◆ **Assignment**:
Among the records that follow, count the lines with the string "which"; report only that count.

---------- Input material

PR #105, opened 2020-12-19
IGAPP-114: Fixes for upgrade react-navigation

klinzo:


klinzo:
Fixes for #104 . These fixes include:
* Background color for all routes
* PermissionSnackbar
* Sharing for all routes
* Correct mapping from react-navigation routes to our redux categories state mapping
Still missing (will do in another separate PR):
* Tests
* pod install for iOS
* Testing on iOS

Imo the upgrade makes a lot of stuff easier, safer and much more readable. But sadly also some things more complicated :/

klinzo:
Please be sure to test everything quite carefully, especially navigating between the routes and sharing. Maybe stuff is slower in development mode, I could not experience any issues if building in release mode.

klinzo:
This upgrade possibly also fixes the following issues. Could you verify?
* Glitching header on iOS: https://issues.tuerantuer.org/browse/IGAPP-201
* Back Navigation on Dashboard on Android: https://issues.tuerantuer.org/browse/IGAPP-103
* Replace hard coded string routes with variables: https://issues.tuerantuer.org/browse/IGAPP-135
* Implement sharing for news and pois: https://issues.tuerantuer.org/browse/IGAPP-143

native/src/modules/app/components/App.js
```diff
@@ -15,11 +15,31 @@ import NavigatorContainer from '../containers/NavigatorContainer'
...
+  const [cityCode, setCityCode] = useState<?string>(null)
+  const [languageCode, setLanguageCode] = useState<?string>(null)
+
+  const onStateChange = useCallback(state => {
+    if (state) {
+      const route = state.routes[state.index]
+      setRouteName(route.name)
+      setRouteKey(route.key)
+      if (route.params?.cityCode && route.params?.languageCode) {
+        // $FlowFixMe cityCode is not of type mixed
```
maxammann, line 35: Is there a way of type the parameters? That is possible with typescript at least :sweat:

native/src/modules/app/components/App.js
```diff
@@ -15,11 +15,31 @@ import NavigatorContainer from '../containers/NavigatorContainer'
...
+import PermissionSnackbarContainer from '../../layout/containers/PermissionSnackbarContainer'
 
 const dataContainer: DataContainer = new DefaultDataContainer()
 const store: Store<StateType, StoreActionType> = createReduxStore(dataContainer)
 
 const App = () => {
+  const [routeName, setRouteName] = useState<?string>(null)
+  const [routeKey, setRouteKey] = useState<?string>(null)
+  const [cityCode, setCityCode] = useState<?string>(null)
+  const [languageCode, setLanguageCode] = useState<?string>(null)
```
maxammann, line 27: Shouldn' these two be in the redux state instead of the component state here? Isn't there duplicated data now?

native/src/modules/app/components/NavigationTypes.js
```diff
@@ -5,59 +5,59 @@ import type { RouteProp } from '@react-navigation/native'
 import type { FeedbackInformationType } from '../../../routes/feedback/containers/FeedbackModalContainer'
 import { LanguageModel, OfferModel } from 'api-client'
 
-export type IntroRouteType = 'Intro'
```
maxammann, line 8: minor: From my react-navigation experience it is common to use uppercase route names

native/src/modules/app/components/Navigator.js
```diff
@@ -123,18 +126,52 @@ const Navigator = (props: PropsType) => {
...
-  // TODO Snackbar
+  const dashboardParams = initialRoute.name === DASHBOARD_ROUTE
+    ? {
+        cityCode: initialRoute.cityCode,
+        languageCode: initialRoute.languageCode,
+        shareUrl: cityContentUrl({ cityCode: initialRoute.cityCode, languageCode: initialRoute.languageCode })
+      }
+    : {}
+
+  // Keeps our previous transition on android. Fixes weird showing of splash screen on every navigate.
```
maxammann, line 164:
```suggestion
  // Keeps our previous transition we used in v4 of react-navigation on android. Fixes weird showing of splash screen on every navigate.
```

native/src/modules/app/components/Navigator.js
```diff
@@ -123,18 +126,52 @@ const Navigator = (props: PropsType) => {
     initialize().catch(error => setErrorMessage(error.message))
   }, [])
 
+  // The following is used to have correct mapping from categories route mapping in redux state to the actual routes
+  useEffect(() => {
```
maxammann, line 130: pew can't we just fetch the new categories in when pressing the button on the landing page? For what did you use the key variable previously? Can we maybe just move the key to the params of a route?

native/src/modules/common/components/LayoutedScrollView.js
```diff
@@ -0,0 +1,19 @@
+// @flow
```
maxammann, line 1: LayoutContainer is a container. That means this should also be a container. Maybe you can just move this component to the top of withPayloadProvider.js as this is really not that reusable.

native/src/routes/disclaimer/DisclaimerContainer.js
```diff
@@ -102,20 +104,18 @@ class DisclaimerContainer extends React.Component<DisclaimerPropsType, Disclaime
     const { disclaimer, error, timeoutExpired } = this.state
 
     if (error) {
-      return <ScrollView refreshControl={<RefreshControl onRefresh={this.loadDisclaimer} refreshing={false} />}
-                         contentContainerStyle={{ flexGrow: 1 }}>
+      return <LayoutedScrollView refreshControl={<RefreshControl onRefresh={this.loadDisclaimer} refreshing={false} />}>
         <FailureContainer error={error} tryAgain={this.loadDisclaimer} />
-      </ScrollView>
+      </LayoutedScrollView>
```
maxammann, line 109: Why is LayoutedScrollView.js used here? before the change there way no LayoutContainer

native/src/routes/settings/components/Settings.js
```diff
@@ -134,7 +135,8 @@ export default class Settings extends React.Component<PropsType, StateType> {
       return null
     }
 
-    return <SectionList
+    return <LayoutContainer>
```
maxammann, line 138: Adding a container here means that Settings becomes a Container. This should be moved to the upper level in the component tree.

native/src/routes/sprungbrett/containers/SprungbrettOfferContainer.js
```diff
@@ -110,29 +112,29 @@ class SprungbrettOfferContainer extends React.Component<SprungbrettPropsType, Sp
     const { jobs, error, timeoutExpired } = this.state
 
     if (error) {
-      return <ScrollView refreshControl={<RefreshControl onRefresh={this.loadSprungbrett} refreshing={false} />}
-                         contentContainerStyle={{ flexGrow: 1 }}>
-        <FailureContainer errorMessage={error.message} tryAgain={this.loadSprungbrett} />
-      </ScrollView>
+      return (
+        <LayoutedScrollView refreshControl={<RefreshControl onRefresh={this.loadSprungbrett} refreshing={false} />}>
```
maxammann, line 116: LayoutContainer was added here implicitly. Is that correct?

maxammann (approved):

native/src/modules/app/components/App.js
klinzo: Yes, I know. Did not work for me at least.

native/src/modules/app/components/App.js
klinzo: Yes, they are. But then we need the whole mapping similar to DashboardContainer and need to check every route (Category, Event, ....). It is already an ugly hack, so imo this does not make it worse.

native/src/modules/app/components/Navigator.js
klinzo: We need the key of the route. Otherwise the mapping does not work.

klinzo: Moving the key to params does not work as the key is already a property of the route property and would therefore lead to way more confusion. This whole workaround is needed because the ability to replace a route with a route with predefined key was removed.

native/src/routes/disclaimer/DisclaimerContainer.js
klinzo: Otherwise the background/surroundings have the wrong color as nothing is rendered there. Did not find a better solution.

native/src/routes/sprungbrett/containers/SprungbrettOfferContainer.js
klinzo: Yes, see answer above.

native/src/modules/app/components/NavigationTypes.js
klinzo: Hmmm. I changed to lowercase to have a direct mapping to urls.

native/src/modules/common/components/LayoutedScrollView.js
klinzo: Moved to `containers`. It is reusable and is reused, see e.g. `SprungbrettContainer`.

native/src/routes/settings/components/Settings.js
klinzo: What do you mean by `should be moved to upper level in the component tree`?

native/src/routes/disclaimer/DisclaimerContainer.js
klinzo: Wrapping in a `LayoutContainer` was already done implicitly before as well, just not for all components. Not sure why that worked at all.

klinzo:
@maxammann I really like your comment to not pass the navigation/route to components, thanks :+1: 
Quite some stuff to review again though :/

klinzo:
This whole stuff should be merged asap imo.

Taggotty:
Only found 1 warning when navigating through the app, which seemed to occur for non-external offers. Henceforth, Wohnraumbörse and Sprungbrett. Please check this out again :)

--------------------
---------- Input material

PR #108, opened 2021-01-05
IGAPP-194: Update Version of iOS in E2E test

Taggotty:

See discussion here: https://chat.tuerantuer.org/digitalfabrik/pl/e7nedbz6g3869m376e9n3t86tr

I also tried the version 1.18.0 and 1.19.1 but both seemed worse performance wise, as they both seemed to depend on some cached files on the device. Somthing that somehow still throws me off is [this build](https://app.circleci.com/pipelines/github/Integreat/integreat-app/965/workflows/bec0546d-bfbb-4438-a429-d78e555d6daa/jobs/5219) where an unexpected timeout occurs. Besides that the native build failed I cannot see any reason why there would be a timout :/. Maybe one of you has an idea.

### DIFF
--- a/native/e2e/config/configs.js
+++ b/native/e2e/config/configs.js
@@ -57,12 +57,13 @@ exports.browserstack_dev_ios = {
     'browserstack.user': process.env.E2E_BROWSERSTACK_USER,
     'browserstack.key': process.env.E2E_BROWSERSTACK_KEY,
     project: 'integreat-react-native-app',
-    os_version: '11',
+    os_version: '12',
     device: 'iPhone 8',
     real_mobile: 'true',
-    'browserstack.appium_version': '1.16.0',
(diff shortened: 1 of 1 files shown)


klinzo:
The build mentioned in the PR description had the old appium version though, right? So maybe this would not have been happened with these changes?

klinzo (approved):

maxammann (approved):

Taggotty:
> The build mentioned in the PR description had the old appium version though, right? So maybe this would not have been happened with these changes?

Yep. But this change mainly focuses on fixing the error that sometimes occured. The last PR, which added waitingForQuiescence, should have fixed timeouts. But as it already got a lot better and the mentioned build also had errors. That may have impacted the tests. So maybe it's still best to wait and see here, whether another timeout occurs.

--------------------

◆ **Response to the task**:
2